### EXERCISE
Retype only the lines at the head of the records, first through the one with "- genesis: after", exactly as written.

### SUPPLIED RECORDS
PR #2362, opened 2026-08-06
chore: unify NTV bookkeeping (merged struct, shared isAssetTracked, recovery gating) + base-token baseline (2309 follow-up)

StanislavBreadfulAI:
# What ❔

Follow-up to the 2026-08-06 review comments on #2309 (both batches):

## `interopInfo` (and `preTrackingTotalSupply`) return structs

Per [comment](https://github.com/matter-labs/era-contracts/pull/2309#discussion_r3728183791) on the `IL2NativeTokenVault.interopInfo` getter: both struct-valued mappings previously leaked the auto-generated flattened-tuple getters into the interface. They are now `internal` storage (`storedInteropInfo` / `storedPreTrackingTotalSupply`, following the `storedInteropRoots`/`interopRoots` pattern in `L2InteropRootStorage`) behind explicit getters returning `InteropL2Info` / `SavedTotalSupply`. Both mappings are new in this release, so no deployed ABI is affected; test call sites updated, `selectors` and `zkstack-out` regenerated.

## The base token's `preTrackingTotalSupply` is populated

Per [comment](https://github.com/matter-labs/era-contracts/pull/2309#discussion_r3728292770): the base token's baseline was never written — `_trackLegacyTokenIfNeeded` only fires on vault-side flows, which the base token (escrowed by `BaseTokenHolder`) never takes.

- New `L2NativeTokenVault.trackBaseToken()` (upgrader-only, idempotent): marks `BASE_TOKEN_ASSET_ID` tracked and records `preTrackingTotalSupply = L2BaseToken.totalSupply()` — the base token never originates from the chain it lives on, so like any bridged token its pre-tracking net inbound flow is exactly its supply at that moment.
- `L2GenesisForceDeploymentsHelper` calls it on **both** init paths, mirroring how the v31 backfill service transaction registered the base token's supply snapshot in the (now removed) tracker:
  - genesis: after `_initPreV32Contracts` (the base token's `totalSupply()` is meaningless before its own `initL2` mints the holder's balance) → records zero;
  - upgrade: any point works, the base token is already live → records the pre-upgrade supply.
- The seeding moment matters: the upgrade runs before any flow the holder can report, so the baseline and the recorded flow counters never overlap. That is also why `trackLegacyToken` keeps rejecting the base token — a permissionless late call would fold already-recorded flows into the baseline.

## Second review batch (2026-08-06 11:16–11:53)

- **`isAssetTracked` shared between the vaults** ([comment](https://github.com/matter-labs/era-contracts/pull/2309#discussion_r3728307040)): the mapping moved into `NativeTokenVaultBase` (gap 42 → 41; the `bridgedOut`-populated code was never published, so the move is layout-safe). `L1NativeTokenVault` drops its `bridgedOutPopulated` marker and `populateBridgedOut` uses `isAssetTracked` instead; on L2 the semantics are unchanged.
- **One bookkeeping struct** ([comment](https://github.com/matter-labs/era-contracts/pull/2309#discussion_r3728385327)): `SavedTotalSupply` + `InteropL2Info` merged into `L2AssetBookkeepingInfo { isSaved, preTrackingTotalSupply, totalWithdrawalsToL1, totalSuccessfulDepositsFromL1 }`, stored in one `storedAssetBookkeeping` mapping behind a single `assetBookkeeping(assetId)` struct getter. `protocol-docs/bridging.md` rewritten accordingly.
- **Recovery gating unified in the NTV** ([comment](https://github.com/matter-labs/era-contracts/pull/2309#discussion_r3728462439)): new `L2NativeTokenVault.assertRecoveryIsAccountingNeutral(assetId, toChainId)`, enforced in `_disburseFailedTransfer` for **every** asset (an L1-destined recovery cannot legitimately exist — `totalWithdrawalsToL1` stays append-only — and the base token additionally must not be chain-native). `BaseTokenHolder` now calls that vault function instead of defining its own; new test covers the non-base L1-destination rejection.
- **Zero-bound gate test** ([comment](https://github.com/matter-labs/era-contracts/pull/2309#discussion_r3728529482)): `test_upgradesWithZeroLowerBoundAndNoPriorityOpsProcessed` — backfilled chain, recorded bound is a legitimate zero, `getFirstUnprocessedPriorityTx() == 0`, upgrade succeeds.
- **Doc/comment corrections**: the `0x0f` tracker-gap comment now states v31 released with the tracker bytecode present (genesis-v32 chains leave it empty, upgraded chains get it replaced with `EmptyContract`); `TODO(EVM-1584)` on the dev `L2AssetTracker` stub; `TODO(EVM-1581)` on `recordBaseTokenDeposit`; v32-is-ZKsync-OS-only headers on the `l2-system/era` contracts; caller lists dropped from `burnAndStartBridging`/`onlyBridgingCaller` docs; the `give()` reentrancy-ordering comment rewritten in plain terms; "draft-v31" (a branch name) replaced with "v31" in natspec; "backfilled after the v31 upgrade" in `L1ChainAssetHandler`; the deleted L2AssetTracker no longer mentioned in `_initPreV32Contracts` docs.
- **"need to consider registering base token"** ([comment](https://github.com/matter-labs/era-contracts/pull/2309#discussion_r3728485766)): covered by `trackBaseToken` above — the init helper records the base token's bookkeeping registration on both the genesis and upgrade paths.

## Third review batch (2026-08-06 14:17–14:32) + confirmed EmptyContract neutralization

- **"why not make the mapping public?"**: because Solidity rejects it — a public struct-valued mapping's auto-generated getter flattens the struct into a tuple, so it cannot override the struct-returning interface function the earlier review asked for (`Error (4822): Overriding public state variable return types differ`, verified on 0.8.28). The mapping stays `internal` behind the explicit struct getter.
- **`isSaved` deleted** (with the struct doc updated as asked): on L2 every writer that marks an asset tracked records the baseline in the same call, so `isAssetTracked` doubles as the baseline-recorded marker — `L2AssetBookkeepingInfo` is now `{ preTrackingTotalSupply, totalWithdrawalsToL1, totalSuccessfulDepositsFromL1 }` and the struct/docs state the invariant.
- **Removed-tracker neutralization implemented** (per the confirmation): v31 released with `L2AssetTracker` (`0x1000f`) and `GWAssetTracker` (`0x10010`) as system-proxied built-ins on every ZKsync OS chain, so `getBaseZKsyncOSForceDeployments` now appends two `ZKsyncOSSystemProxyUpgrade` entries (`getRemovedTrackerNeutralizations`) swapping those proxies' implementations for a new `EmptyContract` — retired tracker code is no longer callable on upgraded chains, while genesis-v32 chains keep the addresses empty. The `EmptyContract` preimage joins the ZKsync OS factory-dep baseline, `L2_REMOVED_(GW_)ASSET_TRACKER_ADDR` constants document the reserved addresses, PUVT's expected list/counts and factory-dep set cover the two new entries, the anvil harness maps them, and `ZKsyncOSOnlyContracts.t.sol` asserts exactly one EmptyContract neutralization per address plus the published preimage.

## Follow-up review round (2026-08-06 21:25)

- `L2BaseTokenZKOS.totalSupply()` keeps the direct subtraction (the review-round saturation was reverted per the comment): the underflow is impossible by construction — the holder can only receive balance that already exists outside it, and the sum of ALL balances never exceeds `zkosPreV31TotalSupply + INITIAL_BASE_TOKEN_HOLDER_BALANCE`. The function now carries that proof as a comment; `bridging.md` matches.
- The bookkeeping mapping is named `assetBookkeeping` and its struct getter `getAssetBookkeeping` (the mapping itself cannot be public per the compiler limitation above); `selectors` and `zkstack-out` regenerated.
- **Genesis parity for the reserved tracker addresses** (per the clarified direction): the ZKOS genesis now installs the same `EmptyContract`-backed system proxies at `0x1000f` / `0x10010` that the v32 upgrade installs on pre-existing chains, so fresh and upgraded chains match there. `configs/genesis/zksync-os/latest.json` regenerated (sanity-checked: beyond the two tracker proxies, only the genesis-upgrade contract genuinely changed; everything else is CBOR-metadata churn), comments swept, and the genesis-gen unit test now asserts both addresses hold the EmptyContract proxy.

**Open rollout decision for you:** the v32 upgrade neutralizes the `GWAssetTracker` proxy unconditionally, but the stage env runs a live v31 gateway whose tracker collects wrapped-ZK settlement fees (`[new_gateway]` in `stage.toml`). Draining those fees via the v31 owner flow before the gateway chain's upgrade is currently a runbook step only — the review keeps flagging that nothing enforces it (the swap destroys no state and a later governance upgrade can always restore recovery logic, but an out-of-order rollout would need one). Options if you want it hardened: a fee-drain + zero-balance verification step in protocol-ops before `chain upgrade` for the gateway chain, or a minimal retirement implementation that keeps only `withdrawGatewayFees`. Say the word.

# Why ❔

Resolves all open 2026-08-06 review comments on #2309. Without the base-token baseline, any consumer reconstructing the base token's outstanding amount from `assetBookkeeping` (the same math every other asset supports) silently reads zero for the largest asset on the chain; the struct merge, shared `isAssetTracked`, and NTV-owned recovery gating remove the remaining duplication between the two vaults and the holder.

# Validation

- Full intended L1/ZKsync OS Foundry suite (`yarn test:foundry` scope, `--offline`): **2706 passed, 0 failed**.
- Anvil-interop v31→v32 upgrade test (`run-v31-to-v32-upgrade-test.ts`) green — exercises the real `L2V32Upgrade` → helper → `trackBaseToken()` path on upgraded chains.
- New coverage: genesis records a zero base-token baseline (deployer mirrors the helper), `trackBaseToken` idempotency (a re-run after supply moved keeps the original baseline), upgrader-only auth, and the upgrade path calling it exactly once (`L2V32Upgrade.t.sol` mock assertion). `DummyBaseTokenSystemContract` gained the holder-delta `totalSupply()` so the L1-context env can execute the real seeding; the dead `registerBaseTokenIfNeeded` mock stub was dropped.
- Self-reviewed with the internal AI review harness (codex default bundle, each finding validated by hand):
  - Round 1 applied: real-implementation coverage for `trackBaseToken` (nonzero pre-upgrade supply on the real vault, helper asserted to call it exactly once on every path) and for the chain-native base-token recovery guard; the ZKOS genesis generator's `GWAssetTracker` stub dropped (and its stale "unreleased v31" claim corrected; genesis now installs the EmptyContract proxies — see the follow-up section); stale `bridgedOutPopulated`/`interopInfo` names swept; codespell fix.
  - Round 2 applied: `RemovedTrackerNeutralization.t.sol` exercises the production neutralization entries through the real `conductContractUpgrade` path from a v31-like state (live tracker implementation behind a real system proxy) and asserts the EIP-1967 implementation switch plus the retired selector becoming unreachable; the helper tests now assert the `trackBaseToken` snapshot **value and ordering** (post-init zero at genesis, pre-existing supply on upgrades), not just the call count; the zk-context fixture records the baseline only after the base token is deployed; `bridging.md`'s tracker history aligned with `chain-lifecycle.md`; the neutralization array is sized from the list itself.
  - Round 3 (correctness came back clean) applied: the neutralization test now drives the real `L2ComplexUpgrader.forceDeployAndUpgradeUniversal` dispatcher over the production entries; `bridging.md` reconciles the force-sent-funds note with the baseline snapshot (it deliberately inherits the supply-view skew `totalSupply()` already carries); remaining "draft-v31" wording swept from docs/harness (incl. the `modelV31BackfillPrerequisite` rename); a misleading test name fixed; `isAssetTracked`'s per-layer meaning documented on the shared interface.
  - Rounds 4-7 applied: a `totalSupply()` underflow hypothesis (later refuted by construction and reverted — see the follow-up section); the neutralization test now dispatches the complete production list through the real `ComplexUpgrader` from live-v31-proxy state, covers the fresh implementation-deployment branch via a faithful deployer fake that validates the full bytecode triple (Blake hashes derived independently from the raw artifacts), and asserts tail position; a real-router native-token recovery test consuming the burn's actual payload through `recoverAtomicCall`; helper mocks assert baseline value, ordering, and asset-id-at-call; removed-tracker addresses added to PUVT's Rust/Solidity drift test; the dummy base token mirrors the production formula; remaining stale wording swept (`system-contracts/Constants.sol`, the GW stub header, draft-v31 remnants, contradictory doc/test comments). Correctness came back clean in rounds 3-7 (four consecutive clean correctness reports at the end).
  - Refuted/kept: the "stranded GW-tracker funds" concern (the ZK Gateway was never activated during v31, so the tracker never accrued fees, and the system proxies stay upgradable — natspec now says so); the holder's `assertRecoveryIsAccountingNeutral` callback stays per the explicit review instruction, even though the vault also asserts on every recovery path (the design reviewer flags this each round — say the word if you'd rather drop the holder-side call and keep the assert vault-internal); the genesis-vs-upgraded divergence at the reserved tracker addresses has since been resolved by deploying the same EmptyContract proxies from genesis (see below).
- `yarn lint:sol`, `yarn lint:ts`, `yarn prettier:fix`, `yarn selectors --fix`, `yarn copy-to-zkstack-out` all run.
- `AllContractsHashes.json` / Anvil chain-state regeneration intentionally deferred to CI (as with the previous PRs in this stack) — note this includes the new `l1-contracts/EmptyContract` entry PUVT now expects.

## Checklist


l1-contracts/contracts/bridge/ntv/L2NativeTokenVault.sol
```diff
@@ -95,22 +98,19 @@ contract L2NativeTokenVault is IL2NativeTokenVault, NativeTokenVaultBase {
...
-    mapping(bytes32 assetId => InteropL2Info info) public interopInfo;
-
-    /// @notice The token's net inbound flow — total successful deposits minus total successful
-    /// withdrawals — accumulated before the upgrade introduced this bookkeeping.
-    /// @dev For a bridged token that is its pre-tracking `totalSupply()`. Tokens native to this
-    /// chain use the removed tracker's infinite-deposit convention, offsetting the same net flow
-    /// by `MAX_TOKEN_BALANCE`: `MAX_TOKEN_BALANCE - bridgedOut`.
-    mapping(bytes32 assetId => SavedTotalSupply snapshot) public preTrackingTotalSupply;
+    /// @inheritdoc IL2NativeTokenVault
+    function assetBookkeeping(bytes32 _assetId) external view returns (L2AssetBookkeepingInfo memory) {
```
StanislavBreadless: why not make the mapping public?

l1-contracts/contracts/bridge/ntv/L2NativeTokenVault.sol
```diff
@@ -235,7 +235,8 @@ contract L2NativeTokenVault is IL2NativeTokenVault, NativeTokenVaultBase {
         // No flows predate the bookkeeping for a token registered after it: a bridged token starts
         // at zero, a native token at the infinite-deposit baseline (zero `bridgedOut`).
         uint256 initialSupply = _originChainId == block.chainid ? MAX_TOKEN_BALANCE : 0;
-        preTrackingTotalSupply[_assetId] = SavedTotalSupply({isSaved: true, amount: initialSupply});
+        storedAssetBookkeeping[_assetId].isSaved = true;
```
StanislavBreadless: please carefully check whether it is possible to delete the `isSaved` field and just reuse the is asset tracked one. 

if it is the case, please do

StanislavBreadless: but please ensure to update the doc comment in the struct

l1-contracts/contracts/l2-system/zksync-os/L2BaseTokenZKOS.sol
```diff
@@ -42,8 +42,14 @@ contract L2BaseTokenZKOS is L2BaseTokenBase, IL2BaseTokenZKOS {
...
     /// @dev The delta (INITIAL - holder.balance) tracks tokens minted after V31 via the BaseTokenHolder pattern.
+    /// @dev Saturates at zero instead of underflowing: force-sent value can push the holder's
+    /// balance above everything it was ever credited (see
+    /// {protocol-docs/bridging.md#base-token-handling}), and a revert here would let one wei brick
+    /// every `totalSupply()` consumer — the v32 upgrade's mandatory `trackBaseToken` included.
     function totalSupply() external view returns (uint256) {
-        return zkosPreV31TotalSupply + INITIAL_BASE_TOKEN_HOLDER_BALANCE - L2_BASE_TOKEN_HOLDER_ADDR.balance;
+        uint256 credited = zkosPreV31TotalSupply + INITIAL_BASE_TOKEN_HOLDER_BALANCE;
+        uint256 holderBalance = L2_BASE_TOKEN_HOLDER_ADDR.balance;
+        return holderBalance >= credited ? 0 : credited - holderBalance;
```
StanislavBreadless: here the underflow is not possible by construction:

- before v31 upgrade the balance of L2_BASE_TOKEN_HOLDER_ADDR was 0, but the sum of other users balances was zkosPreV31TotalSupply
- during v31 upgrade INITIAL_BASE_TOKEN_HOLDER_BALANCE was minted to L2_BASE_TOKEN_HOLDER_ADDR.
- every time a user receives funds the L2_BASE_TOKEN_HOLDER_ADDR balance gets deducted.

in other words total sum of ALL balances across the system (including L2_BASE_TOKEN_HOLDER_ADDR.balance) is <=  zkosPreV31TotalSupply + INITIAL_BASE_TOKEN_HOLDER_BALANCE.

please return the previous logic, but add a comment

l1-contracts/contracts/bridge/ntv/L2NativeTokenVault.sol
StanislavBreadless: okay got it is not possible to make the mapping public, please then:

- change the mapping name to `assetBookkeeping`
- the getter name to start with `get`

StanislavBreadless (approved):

### YOUR SOLUTION
PR #2362, opened 2026-08-06
chore: unify NTV bookkeeping (merged struct, shared isAssetTracked, recovery gating) + base-token baseline (2309 follow-up)

StanislavBreadfulAI:
# What ❔

Follow-up to the 2026-08-06 review comments on #2309 (both batches):

## `interopInfo` (and `preTrackingTotalSupply`) return structs

Per [comment](https://github.com/matter-labs/era-contracts/pull/2309#discussion_r3728183791) on the `IL2NativeTokenVault.interopInfo` getter: both struct-valued mappings previously leaked the auto-generated flattened-tuple getters into the interface. They are now `internal` storage (`storedInteropInfo` / `storedPreTrackingTotalSupply`, following the `storedInteropRoots`/`interopRoots` pattern in `L2InteropRootStorage`) behind explicit getters returning `InteropL2Info` / `SavedTotalSupply`. Both mappings are new in this release, so no deployed ABI is affected; test call sites updated, `selectors` and `zkstack-out` regenerated.

## The base token's `preTrackingTotalSupply` is populated

Per [comment](https://github.com/matter-labs/era-contracts/pull/2309#discussion_r3728292770): the base token's baseline was never written — `_trackLegacyTokenIfNeeded` only fires on vault-side flows, which the base token (escrowed by `BaseTokenHolder`) never takes.

- New `L2NativeTokenVault.trackBaseToken()` (upgrader-only, idempotent): marks `BASE_TOKEN_ASSET_ID` tracked and records `preTrackingTotalSupply = L2BaseToken.totalSupply()` — the base token never originates from the chain it lives on, so like any bridged token its pre-tracking net inbound flow is exactly its supply at that moment.
- `L2GenesisForceDeploymentsHelper` calls it on **both** init paths, mirroring how the v31 backfill service transaction registered the base token's supply snapshot in the (now removed) tracker:
  - genesis: after `_initPreV32Contracts` (the base token's `totalSupply()` is meaningless before its own `initL2` mints the holder's balance) → records zero;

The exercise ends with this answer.